• Saved data entries
──────────────────────────────

PR #1057, opened 2023-02-10
fix: field name conflicting with Document attributes leads to error

IyadhKhalfallah:
---

- [ ] Added a test

### DIFF
--- a/now/utils.py
+++ b/now/utils.py
@@ -244,7 +244,7 @@ def hide_string_chars(s):
 
 
 def get_chunk_by_field_name(doc, field_name):
-    field_position = doc._metadata['multi_modal_schema'][field_name]['position']
+    field_position = int(doc._metadata['multi_modal_schema'][field_name]['position'])
     return doc.chunks[field_position]
 
 
--- a/now/utils.py
+++ b/now/utils.py
@@ -243,6 +243,11 @@ def hide_string_chars(s):
     return ''.join(['*' for _ in range(len(s) - 5)]) + s[len(s) - 4 :] if s else None
 
 
+def get_chunk_by_field_name(doc, field_name):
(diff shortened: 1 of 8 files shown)


joschkabraun (approved):
LGTM

now/utils.py
```diff
@@ -243,6 +243,20 @@ def hide_string_chars(s):
...
+    """
+    Gets a specific chunk by field name, using its position instead of getting the attribute directly.
+    This solves the getattr problem when there are conflicting attributes with Document.
+
+    :param doc: Document to get the chunk from.
+    :param field_name: Field needed to extract the position.
+
+    :return: Specific chunk by field.
+    """
+    field_position = int(doc._metadata['multi_modal_schema'][field_name]['position'])
```
makram93, line 256: Can you wrap this around try-catch and raise an error? The possible error could be because `field_name` is not in the metadata and this scenario would never happen since we are the ones calling it after schema selection is done. Still having a check would be nice

IyadhKhalfallah: Sure!

.pre-commit-config.yaml
```diff
@@ -21,10 +21,10 @@ repos:
...
-        entry: scripts/aws-check-credentials.sh
-        language: script
-        pass_filenames: false
+#  - repo: local
+#    hooks:
+#      - id: aws-crendentials-check
+#        name: aws-crendentials-check
+#        entry: scripts/aws-check-credentials.sh
+#        language: script
+#        pass_filenames: false
```
IyadhKhalfallah, line 30: I will uncomment this when fixing the bug in #1058

makram93 (approved):
LGTM!
Nice work 🚀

──────────────────────────────

• TASK INSTRUCTIONS
Repeat the data precisely, line by line.

• RESPONSE AREA
PR #1057, opened 2023-02-10
fix: field name conflicting with Document attributes leads to error

IyadhKhalfallah:
---

- [ ] Added a test

### DIFF
--- a/now/utils.py
+++ b/now/utils.py
@@ -244,7 +244,7 @@ def hide_string_chars(s):
 
 
 def get_chunk_by_field_name(doc, field_name):
-    field_position = doc._metadata['multi_modal_schema'][field_name]['position']
+    field_position = int(doc._metadata['multi_modal_schema'][field_name]['position'])
     return doc.chunks[field_position]
 
 
--- a/now/utils.py
+++ b/now/utils.py
@@ -243,6 +243,11 @@ def hide_string_chars(s):
     return ''.join(['*' for _ in range(len(s) - 5)]) + s[len(s) - 4 :] if s else None
 
 
+def get_chunk_by_field_name(doc, field_name):
(diff shortened: 1 of 8 files shown)


joschkabraun (approved):
LGTM

now/utils.py
```diff
@@ -243,6 +243,20 @@ def hide_string_chars(s):
...
+    """
+    Gets a specific chunk by field name, using its position instead of getting the attribute directly.
+    This solves the getattr problem when there are conflicting attributes with Document.
+
+    :param doc: Document to get the chunk from.
+    :param field_name: Field needed to extract the position.
+
+    :return: Specific chunk by field.
+    """
+    field_position = int(doc._metadata['multi_modal_schema'][field_name]['position'])
```
makram93, line 256: Can you wrap this around try-catch and raise an error? The possible error could be because `field_name` is not in the metadata and this scenario would never happen since we are the ones calling it after schema selection is done. Still having a check would be nice

IyadhKhalfallah: Sure!

.pre-commit-config.yaml
```diff
@@ -21,10 +21,10 @@ repos:
...
-        entry: scripts/aws-check-credentials.sh
-        language: script
-        pass_filenames: false
+#  - repo: local
+#    hooks:
+#      - id: aws-crendentials-check
+#        name: aws-crendentials-check
+#        entry: scripts/aws-check-credentials.sh
+#        language: script
+#        pass_filenames: false
```
IyadhKhalfallah, line 30: I will uncomment this when fixing the bug in #1058

makram93 (approved):
LGTM!
Nice work 🚀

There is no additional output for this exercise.